Age-Related Macular Degeneration (AMD): A View to the Future

Retina Service, Department of Ophthalmology, Harvard Medical School, Massachusetts Eye and Ear, Boston, MA 02114, USA
*
Author to whom correspondence should be addressed.
J. Clin. Med. 2021, 10(5), 1124; https://doi.org/10.3390/jcm10051124
Submission received: 3 February 2021 / Accepted: 26 February 2021 / Published: 8 March 2021
Age-related macular degeneration (AMD) is the leading cause of blindness in people over age 50 worldwide, and the third leading cause of blindness overall. As the world population ages, AMD is expected to grow in prevalence, with the number of estimated cases predicted to reach 288 million by 2040 [1]. AMD is typically classified into two forms—a non-neovascular, or “dry” form and a neovascular “wet” form, but even these simple terms are evolving as we incorporate new information from optical coherence tomography-angiography (OCT-A).

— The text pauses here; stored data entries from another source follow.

PR #6380, opened 2023-07-12
FEAT-#6377: HDK: Do not keep reference to arrow table imported to HDK

### LINKED ISSUE #6377: HDK: Do not keep reference to arrow table imported to HDK
When the table is imported, it's not required any more and could be garbage collected.

AndreyPavlenko:
## What do these changes do?

- [x] Resolves #6377 
- [ ] tests added and passing

### DIFF
--- a/modin/experimental/core/execution/native/implementations/hdk_on_native/hdk_worker.py
+++ b/modin/experimental/core/execution/native/implementations/hdk_on_native/hdk_worker.py
@@ -12,12 +12,12 @@
 # governing permissions and limitations under the License.
 
 """Module provides ``HdkWorker`` class."""
-from typing import Optional, Tuple, List
+from typing import Optional, Tuple, List, Union
 
 import pyarrow as pa
 import os
 
-from pyhdk.hdk import HDK, ExecutionResult, RelAlgExecutor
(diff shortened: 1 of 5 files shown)


modin/experimental/core/execution/native/implementations/hdk_on_native/hdk_worker.py
```diff
@@ -56,13 +62,11 @@ def column_names(self) -> List[str]:
...
-        if at is None:
-            at = self._result.to_arrow()
-            if (names := getattr(self, "_column_names", None)) is not None:
-                at = at.rename_columns(names)
-            self._at = at
-        return at
+        return (
+            self._table.to_arrow()
+            if isinstance(self._table, ExecutionResult)
+            else self._table.run().to_arrow()
```
ienkovich, line 68: This can cause performance degradation. Previously, you had zero cost for calling this method for imported arrow tables. Now, it would run actual query execution + arrow conversion for its result.

AndreyPavlenko: Right, but it allows the arrow table to be garbage collected.
In case of a normal execution (no fallback to pandas), this method will not be called.

Issue #6389, opened 2023-07-14
Ignore `.modin` creation


rentruewang:
**Is your feature request related to a problem? Please describe.**
Modin creates its logs in `.modin`, which becomes a headache when I run testing in a git repository, because it gets created automatically and pollutes the repo if not ignored.

PR #6390, opened 2023-07-14
FEAT-#6389: Ignore logs.

rentruewang:
This commit creates a gitignore file in the 🪵 directory. Closes: #6389.

## What do these changes do?

Creates a gitignore file with `*` as content, to prevent addition of logs to git repos when using modin in git repositories. Inspired by `pytype`.

- [x] Resolves #? 
- [x] tests added and passing


RehanSD (dismissed):
Shouldn’t we just modify the .gitignore file to ignore everything inside .modin instead of doing it programmatically?

rentruewang:
It's for the people using modin. E.g. when you have tests using modin, the .modin would get added to the git repository, which is usually never the intention.

anmyachev:
Wouldn't it be better to move `.modin` folder to `tmp` folder?

rentruewang:
@anmyachev Not my decision to make unfortunately. However, I don't think `/tmp` is the best way as there "might be" persistent cache etc in the `.modin` folder.

modin/logging/config.py
```diff
@@ -117,8 +117,19 @@ def _create_logger(
     Logger
         Logger object configured per Modin settings.
     """
-    log_filename = f".modin/logs/job_{job_id}/{log_name}.log"
-    os.makedirs(os.path.dirname(log_filename), exist_ok=True)
+
```
anmyachev, line 120:
```suggestion
```

anmyachev (approved):
Since the cache is saved to the current working directory, I agree that this can get in the way and something needs to be done about it. The proposed approach suits me too.

vnlitvinov (dismissed):
LGTM!

modin/logging/config.py
rentruewang: With that being said, it's NBD and I'm fine either way.

rentruewang: I see. It's one of the checks. My bad.

anmyachev:
Thanks @rentruewang!

PR #6423, opened 2023-07-27
PERF-#6388: avoid masking in __getitem__ when the number of rows to be taken > 90%

### LINKED ISSUE #6388: `modin.array.__getitem__` works very inefficient when the key is modin.array and its size is > 50% of all rows

anmyachev:
## What do these changes do?

This change speeds up the workload I work on. I'll add a couple of synthetic examples a little later, but the pull request is ready for review.

Benchmark's result (best time): 5.4 sec (PR) vs 7.2 sec (master). Boost: ~25%.

<details>

<summary> Benchmark </summary>

```python
from time import time

import os

os.environ["MODIN_ENGINE"] = "Ray"
os.environ["MODIN_CPUS"] = "44"
os.environ["MODIN_BENCHMARK_MODE"] = "True"

import numpy as np
import modin.pandas as pd

df = pd.DataFrame(random_state.randint(0, 10**6, size=(5 * 10**6, 64)))

new_index = df.index.values[:int(len(df.index)*0.9) + 1]
random_state.shuffle(new_index)


for _ in range(10):
    start = time()
    new_df = df.iloc[new_index]

```
</details>

- [x] Resolves #6388 
- [x] tests added and passing

### DIFF
--- a/modin/core/dataframe/pandas/dataframe/dataframe.py
+++ b/modin/core/dataframe/pandas/dataframe/dataframe.py
@@ -991,7 +991,7 @@ class PandasDataframe(ClassLogger):
             return self.copy()
 
         if col_positions is None and row_positions is not None:
-            # Check if the optimization that first takes part of the data using the mask 
+            # Check if the optimization that first takes part of the data using the mask
             # operation so that later less data is concatenated into a whole column is useful.
             # In the case when only a small portion of the data is discarded, the overhead of the
             # engine (for putting data in and out of storage) can exceed the resulting speedup.
--- a/modin/core/dataframe/pandas/dataframe/dataframe.py
+++ b/modin/core/dataframe/pandas/dataframe/dataframe.py
@@ -991,7 +991,10 @@ class PandasDataframe(ClassLogger):
             return self.copy()
 
         if col_positions is None and row_positions is not None:
-            # fast path
+            # This way tries to eliminate the optimization that first takes part of the data using
+            # the mask operation, so that later less data is concated into a whole column.
+            # Note: in the case where a small part of the data is discarded, the overhead of the
+            # engines (for putting data in and out of storage) can exceed the resulting speedup.
             all_rows = None
             if self.has_materialized_index:
                 all_rows = len(self.index)
--- a/modin/core/dataframe/pandas/dataframe/dataframe.py
+++ b/modin/core/dataframe/pandas/dataframe/dataframe.py
@@ -991,17 +991,17 @@ class PandasDataframe(ClassLogger):
             return self.copy()
 
         if col_positions is None and row_positions is not None:
-            # This way tries to eliminate the optimization that first takes part of the data using
-            # the mask operation, so that later less data is concated into a whole column.
-            # Note: in the case where a small part of the data is discarded, the overhead of the
-            # engines (for putting data in and out of storage) can exceed the resulting speedup.
+            # Check if the optimization that first takes part of the data using the mask 
+            # operation so that later less data is concatenated into a whole column is useful.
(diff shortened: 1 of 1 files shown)


modin/core/dataframe/pandas/dataframe/dataframe.py
```diff
@@ -990,6 +990,19 @@ def _take_2d_positional(
         if col_positions is None and row_positions is None:
             return self.copy()
 
+        if col_positions is None and row_positions is not None:
+            # fast path
```
vnlitvinov, line 994: an explanation of why it's a fast path and what's going on would be useful IMHO

anmyachev: @vnlitvinov comment added, synthetic benchmark result at the top.

modin/core/dataframe/pandas/dataframe/dataframe.py
```diff
@@ -990,6 +990,22 @@ def _take_2d_positional(
...
+            # the mask operation, so that later less data is concated into a whole column.
+            # Note: in the case where a small part of the data is discarded, the overhead of the
+            # engines (for putting data in and out of storage) can exceed the resulting speedup.
+            all_rows = None
+            if self.has_materialized_index:
+                all_rows = len(self.index)
+            elif self._row_lengths_cache:
+                all_rows = sum(self._row_lengths_cache)
+            if all_rows:
+                if len(row_positions) > int(0.9 * all_rows):
```
vnlitvinov, line 1004:
```suggestion
                if len(row_positions) > 0.9 * all_rows:
```
in Python, there's no need to cast to `int` to compare 🙃 

Also I wonder if the threshold should be tuned - did you try different coefficients?

modin/core/dataframe/pandas/dataframe/dataframe.py
```diff
@@ -990,6 +990,22 @@ def _take_2d_positional(
         if col_positions is None and row_positions is None:
             return self.copy()
 
+        if col_positions is None and row_positions is not None:
+            # This way tries to eliminate the optimization that first takes part of the data using
+            # the mask operation, so that later less data is concated into a whole column.
+            # Note: in the case where a small part of the data is discarded, the overhead of the
+            # engines (for putting data in and out of storage) can exceed the resulting speedup.
```
vnlitvinov, line 997:
```suggestion
            # Check if the optimization that first takes part of the data using the mask 
            # operation so that later less data is concatenated into a whole column is useful.
            # In the case when only a small portion of the data is discarded, the overhead of the
            # engine (for putting data in and out of storage) can exceed the resulting speedup.
```

vnlitvinov (dismissed):
LGTM overall, left a few optional suggestions.

vnlitvinov (approved):
LGTM!

anmyachev:
> Also I wonder if the threshold should be tuned - did you try different coefficients?

@vnlitvinov I believe that the coefficient can be further reduced, for this it is necessary to conduct more perf. experiments.

modin/core/dataframe/pandas/dataframe/dataframe.py
```diff
@@ -990,6 +990,22 @@ def _take_2d_positional(
         if col_positions is None and row_positions is None:
             return self.copy()
 
+        if col_positions is None and row_positions is not None:
+            # Check if the optimization that first takes part of the data using the mask
```
anmyachev, line 994:
```suggestion
            # Check if the optimization that first takes part of the data using the mask
```

anmyachev:
Blocked by https://github.com/modin-project/modin/pull/6457

vnlitvinov (approved):
LGTM!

All AMD starts as the dry form and is characterized by accumulation of deposits under the retinal pigment epithelium (RPE) and neurosensory retina, as well as degeneration of the RPE, photoreceptors, and even the choroidal vasculature, whereas wet AMD is characterized by the development of new choroidal vessels that are often highly permeable and fragile. This choroidal neovascularization (CNV) extends from the choroid into the subretinal space within Bruch’s membrane, or in the subretinal RPE space [2].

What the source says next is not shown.